PR #2756, opened 2025-09-08
[Common] Update proguard rules, Fixes AB#3340920

mohitc1:
Updated proguard rules
1. Keep annotation at AndroidBase64, since it is used by reflection
2. removed com.microsoft.identity* from keeps but keeping names to help with logging and exception. So, names are not obfuscated.
3. Updated build.gradle for jcipAnnotationVersion dependency as it provides runtime objects, to avoid any issues.
4. Added donotwarn for compile time classes (annotations)
5. Major version bump as it can require consumers to adjust their code to avoid build time/runtime issues.

Fixes [AB#3340920](https://identitydivision.visualstudio.com/fac9d424-53d2-45c0-91b5-ef6ba7a6bf26/_workitems/edit/3340920)

Run: https://identitydivision.visualstudio.com/Engineering/_build/results?buildId=1532428&view=results

### DIFF
--- a/common/consumer-rules.pro
+++ b/common/consumer-rules.pro
@@ -50,7 +50,7 @@
 # keep everything in this package from being removed or renamed
 -keep class io.opentelemetry.** { *; }
 
-# keep names
+# keep names only to allow keeping them logs and exceptions
 -keepnames class com.microsoft.identity.** { *; }
 
 # Prevent R8 from leaving Data object members always null
@@ -65,6 +65,7 @@
   *;
 }
 
+# Runtime annotations
 -keep class net.jcip.annotations.GuardedBy
 -keep class net.jcip.annotations.Immutable
 -keep class net.jcip.annotations.ThreadSafe
@@ -77,4 +78,3 @@
 -dontwarn com.google.auto.value.AutoValue$CopyAnnotations
 -dontwarn com.google.auto.value.AutoValue
 -dontwarn com.google.auto.value.extension.memoized.Memoized
-
--- a/common/consumer-rules.pro
+++ b/common/consumer-rules.pro
@@ -50,9 +50,13 @@
 # keep everything in this package from being removed or renamed
 -keep class io.opentelemetry.** { *; }
 
+# keep names
+-keepnames class com.microsoft.identity.** { *; }
+
 # Prevent R8 from leaving Data object members always null
--keepclassmembers,allowobfuscation class * {
+-keepclassmembers class * {
   @com.google.gson.annotations.SerializedName <fields>;
+  @com.squareup.moshi.Json <fields>;
 }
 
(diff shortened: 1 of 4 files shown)


common/consumer-rules.pro
```diff
@@ -50,13 +50,31 @@
 # keep everything in this package from being removed or renamed
 -keep class io.opentelemetry.** { *; }
 
+# keep names only to allow keeping them logs and exceptions
+-keepnames class com.microsoft.identity.** { *; }
+
 # Prevent R8 from leaving Data object members always null
--keepclassmembers,allowobfuscation class * {
+-keepclassmembers class * {
```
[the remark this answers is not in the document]
mohitc1: yes, obfuscation not needed.

fadidurah (approved):

common/consumer-rules.pro
```diff
@@ -18,6 +18,33 @@
 
 ##---------------Begin: proguard configuration for Common  --------
 # Intentionally blank, left to consumers of common to implement.
+# keep with optmizations and shrinking, but do not obfuscate
+-keep,allowoptimization,allowshrinking class !com.microsoft.identity.common.java.nativeauth.**, !com.microsoft.identity.common.nativeauth.**, com.microsoft.identity.** { *; }
+-keep class * extends com.microsoft.identity.common.java.authorities.Authority { *; }
+-keep class * extends com.microsoft.identity.common.java.authorities.AzureActiveDirectoryAudience { *; }
```
fadidurah, line 23: Why are we keeping these?

mohitc1: Without these I see serialization issues by GSON. When default constructor is optimized out, GSON fails to correctly deserialize.

To be safe all objects which get serialized/deserialized, I keep them wholly. others are optmized/shrunk due to first line.

shahzaibj (approved):

common/consumer-rules.pro
```diff
@@ -37,26 +64,27 @@
...
 -keep class * extends com.google.gson.TypeAdapter
 -keep class * implements com.google.gson.TypeAdapterFactory
 -keep class * implements com.google.gson.JsonSerializer
 -keep class * implements com.google.gson.JsonDeserializer
+-keep class com.google.gson.reflect.TypeToken { *; }
+-keep class * extends com.google.gson.reflect.TypeToken { *; }
 
+##---------------Begin: proguard configuration for OpenTelemetry  --------
 # keep everything in this package from being removed or renamed
 -keep class io.opentelemetry.** { *; }
```
shahzaibj, line 77: Do we want to optimize further within otel code?

mohitc1: I had tried, the gain was small 40-45KB, but not sure of side effects. So, I left it in this. Will spend time on this and nimbus and add on top as separate PR.

fadidurah (approved):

******

**WORK INSTRUCTIONS**
Word for word, set down each line of the material.

**OUTPUT OF THE EXERCISE**
PR #2756, opened 2025-09-08
[Common] Update proguard rules, Fixes AB#3340920

mohitc1:
Updated proguard rules
1. Keep annotation at AndroidBase64, since it is used by reflection
2. removed com.microsoft.identity* from keeps but keeping names to help with logging and exception. So, names are not obfuscated.
3. Updated build.gradle for jcipAnnotationVersion dependency as it provides runtime objects, to avoid any issues.
4. Added donotwarn for compile time classes (annotations)
5. Major version bump as it can require consumers to adjust their code to avoid build time/runtime issues.

Fixes [AB#3340920](https://identitydivision.visualstudio.com/fac9d424-53d2-45c0-91b5-ef6ba7a6bf26/_workitems/edit/3340920)

Run: https://identitydivision.visualstudio.com/Engineering/_build/results?buildId=1532428&view=results

### DIFF
--- a/common/consumer-rules.pro
+++ b/common/consumer-rules.pro
@@ -50,7 +50,7 @@
 # keep everything in this package from being removed or renamed
 -keep class io.opentelemetry.** { *; }
 
-# keep names
+# keep names only to allow keeping them logs and exceptions
 -keepnames class com.microsoft.identity.** { *; }
 
 # Prevent R8 from leaving Data object members always null
@@ -65,6 +65,7 @@
   *;
 }
 
+# Runtime annotations
 -keep class net.jcip.annotations.GuardedBy
 -keep class net.jcip.annotations.Immutable
 -keep class net.jcip.annotations.ThreadSafe
@@ -77,4 +78,3 @@
 -dontwarn com.google.auto.value.AutoValue$CopyAnnotations
 -dontwarn com.google.auto.value.AutoValue
 -dontwarn com.google.auto.value.extension.memoized.Memoized
-
--- a/common/consumer-rules.pro
+++ b/common/consumer-rules.pro
@@ -50,9 +50,13 @@
 # keep everything in this package from being removed or renamed
 -keep class io.opentelemetry.** { *; }
 
+# keep names
+-keepnames class com.microsoft.identity.** { *; }
+
 # Prevent R8 from leaving Data object members always null
--keepclassmembers,allowobfuscation class * {
+-keepclassmembers class * {
   @com.google.gson.annotations.SerializedName <fields>;
+  @com.squareup.moshi.Json <fields>;
 }
 
(diff shortened: 1 of 4 files shown)


common/consumer-rules.pro
```diff
@@ -50,13 +50,31 @@
 # keep everything in this package from being removed or renamed
 -keep class io.opentelemetry.** { *; }
 
+# keep names only to allow keeping them logs and exceptions
+-keepnames class com.microsoft.identity.** { *; }
+
 # Prevent R8 from leaving Data object members always null
--keepclassmembers,allowobfuscation class * {
+-keepclassmembers class * {
```
[the remark this answers is not in the document]
mohitc1: yes, obfuscation not needed.

fadidurah (approved):

common/consumer-rules.pro
```diff
@@ -18,6 +18,33 @@
 
 ##---------------Begin: proguard configuration for Common  --------
 # Intentionally blank, left to consumers of common to implement.
+# keep with optmizations and shrinking, but do not obfuscate
+-keep,allowoptimization,allowshrinking class !com.microsoft.identity.common.java.nativeauth.**, !com.microsoft.identity.common.nativeauth.**, com.microsoft.identity.** { *; }
+-keep class * extends com.microsoft.identity.common.java.authorities.Authority { *; }
+-keep class * extends com.microsoft.identity.common.java.authorities.AzureActiveDirectoryAudience { *; }
```
fadidurah, line 23: Why are we keeping these?

mohitc1: Without these I see serialization issues by GSON. When default constructor is optimized out, GSON fails to correctly deserialize.

To be safe all objects which get serialized/deserialized, I keep them wholly. others are optmized/shrunk due to first line.

shahzaibj (approved):

common/consumer-rules.pro
```diff
@@ -37,26 +64,27 @@
...
 -keep class * extends com.google.gson.TypeAdapter
 -keep class * implements com.google.gson.TypeAdapterFactory
 -keep class * implements com.google.gson.JsonSerializer
 -keep class * implements com.google.gson.JsonDeserializer
+-keep class com.google.gson.reflect.TypeToken { *; }
+-keep class * extends com.google.gson.reflect.TypeToken { *; }
 
+##---------------Begin: proguard configuration for OpenTelemetry  --------
 # keep everything in this package from being removed or renamed
 -keep class io.opentelemetry.** { *; }
```
shahzaibj, line 77: Do we want to optimize further within otel code?

mohitc1: I had tried, the gain was small 40-45KB, but not sure of side effects. So, I left it in this. Will spend time on this and nimbus and add on top as separate PR.

fadidurah (approved):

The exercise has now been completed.